*Required work:* From the records below, please repeat exactly the line that has "Android: 9458", the line that has "- Kill and relaunch", and every line between them, and nothing else.

Stored items
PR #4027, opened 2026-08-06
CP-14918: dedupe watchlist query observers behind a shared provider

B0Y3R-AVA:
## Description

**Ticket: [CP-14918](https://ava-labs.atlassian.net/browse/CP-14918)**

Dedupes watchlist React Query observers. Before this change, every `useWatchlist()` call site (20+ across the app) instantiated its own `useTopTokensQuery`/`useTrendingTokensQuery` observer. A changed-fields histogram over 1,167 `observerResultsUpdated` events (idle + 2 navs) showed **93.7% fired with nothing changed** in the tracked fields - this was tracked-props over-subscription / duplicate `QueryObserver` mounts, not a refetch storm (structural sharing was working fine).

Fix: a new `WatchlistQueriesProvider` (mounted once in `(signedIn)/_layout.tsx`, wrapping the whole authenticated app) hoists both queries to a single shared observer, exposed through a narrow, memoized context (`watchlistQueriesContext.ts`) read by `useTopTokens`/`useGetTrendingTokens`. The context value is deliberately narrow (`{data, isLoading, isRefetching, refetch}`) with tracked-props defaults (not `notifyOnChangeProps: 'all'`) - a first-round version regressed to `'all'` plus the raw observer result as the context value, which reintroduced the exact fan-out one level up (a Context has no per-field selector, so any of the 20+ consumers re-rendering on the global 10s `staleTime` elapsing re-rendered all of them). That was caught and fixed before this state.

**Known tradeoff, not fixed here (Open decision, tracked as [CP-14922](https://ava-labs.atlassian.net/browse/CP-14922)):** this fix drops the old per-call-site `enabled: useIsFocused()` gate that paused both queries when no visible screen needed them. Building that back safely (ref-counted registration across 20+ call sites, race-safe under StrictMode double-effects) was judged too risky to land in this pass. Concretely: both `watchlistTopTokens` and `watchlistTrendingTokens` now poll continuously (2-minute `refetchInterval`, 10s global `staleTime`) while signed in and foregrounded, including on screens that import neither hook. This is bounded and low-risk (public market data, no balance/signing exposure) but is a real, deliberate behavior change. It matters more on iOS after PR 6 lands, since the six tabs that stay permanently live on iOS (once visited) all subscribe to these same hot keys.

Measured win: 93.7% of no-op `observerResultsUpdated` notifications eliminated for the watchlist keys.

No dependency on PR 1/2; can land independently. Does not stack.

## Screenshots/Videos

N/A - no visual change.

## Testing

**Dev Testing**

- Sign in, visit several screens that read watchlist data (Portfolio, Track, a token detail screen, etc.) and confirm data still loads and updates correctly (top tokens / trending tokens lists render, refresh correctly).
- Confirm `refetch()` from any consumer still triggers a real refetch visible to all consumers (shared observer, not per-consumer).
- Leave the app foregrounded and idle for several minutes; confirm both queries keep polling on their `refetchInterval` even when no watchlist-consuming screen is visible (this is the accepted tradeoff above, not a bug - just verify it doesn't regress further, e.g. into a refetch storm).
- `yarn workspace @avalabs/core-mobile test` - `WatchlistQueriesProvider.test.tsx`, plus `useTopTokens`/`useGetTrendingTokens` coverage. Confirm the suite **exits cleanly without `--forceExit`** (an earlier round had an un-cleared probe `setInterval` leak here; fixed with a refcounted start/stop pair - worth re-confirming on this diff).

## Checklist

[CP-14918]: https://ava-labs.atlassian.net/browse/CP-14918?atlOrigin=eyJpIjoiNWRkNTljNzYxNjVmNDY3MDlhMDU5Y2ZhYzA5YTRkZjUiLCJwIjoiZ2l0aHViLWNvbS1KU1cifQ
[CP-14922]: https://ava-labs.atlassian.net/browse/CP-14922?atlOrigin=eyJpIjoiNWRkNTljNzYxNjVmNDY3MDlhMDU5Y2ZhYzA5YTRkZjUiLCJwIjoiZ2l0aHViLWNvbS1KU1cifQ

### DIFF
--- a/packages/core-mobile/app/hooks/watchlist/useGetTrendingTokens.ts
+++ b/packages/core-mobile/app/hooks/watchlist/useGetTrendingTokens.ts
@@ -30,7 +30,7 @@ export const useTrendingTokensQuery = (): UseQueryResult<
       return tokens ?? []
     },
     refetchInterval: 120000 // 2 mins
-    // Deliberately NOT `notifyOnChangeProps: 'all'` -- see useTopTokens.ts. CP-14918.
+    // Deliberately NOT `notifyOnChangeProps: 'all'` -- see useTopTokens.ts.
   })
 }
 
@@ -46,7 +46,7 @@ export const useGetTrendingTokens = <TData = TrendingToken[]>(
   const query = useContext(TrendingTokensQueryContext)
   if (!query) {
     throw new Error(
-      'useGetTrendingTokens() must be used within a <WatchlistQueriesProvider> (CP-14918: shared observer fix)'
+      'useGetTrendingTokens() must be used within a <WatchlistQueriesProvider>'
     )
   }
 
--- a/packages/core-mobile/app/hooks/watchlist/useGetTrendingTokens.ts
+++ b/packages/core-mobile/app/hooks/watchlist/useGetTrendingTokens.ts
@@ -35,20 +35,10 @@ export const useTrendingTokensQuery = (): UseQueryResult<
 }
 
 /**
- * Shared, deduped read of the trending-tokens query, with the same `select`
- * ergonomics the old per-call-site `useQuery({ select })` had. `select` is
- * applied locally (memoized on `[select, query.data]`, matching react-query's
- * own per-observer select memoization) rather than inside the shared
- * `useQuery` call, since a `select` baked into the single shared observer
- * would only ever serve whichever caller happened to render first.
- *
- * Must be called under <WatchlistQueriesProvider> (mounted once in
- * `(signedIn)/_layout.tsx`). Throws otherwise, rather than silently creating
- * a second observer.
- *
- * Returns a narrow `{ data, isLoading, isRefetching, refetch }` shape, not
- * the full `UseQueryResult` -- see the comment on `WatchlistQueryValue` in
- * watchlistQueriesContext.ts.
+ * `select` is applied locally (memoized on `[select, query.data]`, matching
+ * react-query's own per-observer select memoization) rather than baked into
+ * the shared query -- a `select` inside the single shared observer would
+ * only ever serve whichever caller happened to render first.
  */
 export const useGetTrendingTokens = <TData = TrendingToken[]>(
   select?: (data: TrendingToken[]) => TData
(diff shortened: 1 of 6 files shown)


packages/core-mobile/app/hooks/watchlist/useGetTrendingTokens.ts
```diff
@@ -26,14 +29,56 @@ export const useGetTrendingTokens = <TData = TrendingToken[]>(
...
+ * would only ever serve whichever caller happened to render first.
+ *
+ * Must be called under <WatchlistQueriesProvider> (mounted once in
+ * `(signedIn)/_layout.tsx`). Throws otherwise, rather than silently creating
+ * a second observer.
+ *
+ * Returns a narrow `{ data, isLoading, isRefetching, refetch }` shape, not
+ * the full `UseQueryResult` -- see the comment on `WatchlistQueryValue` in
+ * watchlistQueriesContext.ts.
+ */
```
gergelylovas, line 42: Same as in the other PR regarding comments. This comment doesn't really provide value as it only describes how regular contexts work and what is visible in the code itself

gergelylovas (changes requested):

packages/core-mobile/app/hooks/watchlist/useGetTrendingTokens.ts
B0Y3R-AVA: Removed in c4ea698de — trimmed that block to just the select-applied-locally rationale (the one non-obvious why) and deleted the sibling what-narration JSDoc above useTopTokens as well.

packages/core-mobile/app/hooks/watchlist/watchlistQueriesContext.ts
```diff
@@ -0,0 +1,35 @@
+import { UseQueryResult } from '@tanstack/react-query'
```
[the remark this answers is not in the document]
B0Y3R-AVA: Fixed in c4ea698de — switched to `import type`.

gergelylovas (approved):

* * *

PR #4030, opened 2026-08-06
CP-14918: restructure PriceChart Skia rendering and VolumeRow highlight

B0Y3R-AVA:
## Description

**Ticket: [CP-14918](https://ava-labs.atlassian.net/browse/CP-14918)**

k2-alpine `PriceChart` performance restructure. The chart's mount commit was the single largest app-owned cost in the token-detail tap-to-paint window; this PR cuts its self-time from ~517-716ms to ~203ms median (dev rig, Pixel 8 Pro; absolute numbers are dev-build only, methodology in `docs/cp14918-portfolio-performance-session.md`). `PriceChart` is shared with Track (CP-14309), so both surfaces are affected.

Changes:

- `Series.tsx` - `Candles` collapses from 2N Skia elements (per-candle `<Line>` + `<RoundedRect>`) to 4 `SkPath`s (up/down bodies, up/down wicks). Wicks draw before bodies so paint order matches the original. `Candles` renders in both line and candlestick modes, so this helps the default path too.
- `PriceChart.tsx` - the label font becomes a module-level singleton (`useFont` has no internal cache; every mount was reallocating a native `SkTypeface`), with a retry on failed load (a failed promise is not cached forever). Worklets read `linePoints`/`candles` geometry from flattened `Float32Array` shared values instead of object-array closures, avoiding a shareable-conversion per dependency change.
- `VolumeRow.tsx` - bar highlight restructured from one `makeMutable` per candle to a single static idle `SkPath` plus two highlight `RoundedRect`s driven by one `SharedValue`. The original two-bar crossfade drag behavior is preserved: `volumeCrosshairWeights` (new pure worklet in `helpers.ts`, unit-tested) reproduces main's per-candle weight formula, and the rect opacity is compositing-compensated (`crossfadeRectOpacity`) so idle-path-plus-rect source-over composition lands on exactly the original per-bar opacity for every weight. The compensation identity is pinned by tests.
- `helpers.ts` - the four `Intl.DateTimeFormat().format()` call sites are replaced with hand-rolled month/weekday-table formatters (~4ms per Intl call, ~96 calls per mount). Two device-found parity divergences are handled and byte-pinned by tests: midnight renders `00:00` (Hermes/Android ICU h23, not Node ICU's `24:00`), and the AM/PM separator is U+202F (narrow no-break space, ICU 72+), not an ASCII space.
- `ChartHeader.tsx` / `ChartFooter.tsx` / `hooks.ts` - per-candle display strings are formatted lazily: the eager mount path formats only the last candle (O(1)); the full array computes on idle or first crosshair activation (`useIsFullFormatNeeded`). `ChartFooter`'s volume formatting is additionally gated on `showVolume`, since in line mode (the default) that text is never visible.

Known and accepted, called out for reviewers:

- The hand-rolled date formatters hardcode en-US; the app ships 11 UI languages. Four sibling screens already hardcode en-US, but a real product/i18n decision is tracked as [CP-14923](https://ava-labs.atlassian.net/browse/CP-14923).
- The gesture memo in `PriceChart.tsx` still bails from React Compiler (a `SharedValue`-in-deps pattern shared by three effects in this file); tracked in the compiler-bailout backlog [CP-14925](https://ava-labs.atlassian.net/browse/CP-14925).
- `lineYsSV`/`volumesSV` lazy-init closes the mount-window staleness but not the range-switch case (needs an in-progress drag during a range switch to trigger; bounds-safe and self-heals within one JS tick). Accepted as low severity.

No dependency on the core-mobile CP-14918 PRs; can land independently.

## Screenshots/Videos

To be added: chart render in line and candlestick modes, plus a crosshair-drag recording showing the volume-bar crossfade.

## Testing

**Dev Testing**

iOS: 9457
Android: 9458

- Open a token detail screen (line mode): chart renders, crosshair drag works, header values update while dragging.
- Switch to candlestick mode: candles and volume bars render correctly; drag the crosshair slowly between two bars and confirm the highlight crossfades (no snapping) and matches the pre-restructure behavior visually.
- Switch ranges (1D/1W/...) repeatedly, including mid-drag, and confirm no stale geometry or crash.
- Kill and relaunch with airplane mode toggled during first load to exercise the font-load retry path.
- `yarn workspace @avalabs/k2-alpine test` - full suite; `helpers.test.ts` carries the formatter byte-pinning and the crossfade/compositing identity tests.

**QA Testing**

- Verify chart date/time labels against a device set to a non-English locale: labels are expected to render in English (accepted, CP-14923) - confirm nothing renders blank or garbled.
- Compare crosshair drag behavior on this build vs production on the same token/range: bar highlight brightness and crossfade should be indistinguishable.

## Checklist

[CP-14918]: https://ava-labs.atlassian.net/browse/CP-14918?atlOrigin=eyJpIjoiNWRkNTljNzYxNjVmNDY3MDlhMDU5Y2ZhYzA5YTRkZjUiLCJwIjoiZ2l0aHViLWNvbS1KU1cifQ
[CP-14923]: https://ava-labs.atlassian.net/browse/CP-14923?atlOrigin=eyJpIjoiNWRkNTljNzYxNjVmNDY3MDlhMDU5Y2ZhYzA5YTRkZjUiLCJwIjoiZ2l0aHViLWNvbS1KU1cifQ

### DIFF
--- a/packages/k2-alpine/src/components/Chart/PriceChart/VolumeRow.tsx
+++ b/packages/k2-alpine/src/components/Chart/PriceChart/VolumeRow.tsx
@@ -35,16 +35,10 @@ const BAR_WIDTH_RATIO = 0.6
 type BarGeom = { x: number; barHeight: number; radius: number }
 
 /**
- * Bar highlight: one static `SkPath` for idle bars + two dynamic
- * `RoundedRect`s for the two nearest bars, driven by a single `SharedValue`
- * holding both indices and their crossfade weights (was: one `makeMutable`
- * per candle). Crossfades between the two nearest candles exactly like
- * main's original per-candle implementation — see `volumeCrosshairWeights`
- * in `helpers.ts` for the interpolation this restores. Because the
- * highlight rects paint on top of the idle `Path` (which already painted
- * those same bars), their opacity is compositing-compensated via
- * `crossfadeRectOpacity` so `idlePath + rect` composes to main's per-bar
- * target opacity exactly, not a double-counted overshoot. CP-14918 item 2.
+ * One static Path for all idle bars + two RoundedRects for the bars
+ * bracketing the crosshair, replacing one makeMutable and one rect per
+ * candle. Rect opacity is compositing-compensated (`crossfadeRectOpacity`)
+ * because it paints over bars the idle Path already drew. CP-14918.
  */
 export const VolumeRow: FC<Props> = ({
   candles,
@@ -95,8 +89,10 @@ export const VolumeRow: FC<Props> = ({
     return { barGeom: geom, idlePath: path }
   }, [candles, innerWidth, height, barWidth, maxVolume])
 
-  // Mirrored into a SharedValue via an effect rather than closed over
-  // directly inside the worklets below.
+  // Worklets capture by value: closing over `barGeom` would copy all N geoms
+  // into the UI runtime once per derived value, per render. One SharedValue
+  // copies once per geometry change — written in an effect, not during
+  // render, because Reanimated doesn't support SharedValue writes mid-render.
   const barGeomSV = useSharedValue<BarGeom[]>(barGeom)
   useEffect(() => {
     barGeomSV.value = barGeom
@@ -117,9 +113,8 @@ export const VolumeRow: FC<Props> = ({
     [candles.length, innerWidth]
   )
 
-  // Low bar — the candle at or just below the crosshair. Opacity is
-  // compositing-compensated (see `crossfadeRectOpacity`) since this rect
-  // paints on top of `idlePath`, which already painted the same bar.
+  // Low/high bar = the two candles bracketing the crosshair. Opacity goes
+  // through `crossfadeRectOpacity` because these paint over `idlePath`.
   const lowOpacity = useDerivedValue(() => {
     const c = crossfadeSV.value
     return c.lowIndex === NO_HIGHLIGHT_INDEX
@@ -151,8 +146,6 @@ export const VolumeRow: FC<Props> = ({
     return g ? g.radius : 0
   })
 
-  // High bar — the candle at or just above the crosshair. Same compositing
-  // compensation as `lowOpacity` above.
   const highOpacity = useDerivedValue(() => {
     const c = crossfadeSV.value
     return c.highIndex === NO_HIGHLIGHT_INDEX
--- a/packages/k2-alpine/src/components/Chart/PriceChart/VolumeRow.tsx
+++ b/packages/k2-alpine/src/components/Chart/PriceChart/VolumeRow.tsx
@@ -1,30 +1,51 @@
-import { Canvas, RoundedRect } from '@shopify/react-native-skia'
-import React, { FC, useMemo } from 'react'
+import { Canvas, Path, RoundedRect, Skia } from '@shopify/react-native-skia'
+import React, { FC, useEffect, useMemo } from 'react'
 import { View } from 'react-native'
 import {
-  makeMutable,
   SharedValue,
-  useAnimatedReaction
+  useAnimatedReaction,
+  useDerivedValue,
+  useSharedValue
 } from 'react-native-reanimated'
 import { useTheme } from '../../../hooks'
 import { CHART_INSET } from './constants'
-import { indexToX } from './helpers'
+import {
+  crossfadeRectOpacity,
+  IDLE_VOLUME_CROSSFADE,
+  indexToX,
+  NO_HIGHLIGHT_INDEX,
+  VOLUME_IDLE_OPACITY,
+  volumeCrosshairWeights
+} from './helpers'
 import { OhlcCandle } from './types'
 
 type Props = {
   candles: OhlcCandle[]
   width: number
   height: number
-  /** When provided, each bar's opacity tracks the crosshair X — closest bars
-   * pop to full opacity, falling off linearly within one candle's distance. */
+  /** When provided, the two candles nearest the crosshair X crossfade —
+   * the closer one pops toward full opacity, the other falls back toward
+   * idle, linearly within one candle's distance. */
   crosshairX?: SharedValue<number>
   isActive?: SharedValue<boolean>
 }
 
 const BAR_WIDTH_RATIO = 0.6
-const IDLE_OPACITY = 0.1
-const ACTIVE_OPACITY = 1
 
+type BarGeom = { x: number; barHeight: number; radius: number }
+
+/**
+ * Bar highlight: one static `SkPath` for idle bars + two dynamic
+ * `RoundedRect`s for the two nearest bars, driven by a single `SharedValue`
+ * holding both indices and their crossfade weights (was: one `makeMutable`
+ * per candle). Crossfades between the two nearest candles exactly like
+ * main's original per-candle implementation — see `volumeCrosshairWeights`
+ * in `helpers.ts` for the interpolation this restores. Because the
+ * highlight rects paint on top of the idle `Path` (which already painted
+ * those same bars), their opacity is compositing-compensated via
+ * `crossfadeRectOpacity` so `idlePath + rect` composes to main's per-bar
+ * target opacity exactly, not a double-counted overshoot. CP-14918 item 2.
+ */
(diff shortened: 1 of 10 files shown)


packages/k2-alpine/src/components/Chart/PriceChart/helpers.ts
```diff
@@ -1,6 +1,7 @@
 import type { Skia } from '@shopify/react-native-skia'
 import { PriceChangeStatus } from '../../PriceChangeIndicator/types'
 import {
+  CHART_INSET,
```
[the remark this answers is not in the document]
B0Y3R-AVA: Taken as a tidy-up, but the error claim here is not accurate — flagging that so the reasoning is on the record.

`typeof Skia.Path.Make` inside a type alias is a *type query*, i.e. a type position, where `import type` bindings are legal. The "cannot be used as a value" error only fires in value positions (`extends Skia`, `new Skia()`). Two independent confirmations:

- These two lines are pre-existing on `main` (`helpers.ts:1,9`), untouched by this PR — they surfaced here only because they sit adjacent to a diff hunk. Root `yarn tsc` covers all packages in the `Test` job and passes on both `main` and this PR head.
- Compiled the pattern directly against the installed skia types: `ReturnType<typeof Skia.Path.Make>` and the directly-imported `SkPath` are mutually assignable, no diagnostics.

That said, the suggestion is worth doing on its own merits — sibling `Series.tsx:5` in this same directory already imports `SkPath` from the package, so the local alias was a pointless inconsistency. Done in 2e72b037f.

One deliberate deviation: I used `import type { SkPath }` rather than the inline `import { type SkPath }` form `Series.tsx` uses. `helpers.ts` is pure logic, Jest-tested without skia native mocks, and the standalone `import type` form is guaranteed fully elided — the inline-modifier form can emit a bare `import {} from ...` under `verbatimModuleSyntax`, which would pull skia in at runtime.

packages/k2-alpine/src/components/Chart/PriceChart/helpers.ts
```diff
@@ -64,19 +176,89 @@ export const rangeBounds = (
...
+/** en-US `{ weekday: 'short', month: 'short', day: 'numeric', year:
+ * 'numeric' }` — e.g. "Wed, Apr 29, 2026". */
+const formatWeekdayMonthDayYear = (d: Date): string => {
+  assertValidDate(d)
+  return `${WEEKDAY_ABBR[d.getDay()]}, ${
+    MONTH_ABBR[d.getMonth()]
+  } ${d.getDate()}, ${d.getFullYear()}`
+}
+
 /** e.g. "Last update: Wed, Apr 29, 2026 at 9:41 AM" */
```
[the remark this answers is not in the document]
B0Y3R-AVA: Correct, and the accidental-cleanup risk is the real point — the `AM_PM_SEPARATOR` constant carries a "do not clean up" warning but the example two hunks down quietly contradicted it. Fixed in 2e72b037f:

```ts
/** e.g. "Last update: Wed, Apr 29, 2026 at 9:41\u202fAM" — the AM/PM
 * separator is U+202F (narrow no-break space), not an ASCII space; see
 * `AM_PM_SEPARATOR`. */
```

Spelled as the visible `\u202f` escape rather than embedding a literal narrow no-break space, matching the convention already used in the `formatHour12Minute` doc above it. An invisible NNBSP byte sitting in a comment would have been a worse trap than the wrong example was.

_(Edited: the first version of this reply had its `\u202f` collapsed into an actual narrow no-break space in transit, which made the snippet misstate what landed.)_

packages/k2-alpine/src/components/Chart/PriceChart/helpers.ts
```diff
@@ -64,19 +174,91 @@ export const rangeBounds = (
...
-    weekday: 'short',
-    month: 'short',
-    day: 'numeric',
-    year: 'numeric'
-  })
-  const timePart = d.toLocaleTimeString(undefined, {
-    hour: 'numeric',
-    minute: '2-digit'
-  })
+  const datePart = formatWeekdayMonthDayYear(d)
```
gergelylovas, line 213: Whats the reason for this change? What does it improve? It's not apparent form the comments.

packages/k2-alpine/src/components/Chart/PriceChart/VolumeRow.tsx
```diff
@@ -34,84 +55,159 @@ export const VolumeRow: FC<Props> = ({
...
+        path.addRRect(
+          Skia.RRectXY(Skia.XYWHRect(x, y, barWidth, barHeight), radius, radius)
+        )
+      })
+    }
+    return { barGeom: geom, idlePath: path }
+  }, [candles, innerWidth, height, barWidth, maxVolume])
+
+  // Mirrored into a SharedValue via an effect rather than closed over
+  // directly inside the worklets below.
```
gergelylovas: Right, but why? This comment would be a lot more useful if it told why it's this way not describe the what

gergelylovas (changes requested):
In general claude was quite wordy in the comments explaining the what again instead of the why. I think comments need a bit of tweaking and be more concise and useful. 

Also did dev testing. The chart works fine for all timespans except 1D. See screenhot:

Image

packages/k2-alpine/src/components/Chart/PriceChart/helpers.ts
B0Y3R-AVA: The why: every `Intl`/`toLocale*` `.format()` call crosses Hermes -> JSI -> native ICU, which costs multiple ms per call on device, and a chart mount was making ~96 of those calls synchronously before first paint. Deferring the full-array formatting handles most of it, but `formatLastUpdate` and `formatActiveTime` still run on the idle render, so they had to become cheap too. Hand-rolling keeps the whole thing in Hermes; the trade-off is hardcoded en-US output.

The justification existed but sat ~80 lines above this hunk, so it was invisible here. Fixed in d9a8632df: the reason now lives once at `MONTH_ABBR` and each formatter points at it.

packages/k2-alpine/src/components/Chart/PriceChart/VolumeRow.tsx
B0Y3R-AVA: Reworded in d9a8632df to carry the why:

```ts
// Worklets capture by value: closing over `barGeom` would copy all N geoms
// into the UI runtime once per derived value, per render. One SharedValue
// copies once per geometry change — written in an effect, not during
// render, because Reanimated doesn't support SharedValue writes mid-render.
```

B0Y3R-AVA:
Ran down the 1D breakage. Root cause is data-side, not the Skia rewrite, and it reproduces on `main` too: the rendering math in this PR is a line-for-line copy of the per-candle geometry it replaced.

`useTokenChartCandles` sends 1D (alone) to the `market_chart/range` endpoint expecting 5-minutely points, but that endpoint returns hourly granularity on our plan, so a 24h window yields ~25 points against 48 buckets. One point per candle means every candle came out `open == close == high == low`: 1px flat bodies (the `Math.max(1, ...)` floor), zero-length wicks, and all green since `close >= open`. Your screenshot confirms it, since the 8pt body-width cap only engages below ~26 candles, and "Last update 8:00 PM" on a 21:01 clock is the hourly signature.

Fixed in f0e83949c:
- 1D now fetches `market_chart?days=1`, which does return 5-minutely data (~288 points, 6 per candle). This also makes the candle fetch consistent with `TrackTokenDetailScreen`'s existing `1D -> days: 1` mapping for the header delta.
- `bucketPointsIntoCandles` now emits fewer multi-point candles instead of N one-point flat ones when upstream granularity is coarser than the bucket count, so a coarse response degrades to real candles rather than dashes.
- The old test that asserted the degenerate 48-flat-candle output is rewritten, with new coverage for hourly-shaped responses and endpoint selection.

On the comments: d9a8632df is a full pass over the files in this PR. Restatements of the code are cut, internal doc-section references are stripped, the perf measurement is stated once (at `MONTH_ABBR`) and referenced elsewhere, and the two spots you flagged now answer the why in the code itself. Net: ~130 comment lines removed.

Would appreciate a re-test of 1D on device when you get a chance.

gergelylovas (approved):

*The completed task:*
Android: 9458

- Open a token detail screen (line mode): chart renders, crosshair drag works, header values update while dragging.
- Switch to candlestick mode: candles and volume bars render correctly; drag the crosshair slowly between two bars and confirm the highlight crossfades (no snapping) and matches the pre-restructure behavior visually.
- Switch ranges (1D/1W/...) repeatedly, including mid-drag, and confirm no stale geometry or crash.
- Kill and relaunch with airplane mode toggled during first load to exercise the font-load retry path.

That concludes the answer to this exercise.